Work to complete:
Look for the string "Gemfile" in the data below, and copy each line that holds it.

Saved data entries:
PR #1205, opened 2020-08-19
Remove rubysl

JonRowe:
This is an attempt to fix the rspec-mocks build, its the only difference in the Gemfile I can see and its mentioned in the output.

### DIFF
--- a/Gemfile
+++ b/Gemfile
@@ -78,10 +78,6 @@ platforms :jruby do
   end
 end
 
-platforms :rbx do
-  gem 'rubysl'
-end
-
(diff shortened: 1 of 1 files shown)


JonRowe:
This worked so huzzah

pirj:
🎉 

Is rbx alive at all?

JonRowe:
It is, but I'm thinking with RSpec 4.0 we should specify that we support MRI compatible rubies and test against only MRI, if another runtime wishes to run RSpec they should aim for MRI compatibility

Reply to the task:
This is an attempt to fix the rspec-mocks build, its the only difference in the Gemfile I can see and its mentioned in the output.
--- a/Gemfile
+++ b/Gemfile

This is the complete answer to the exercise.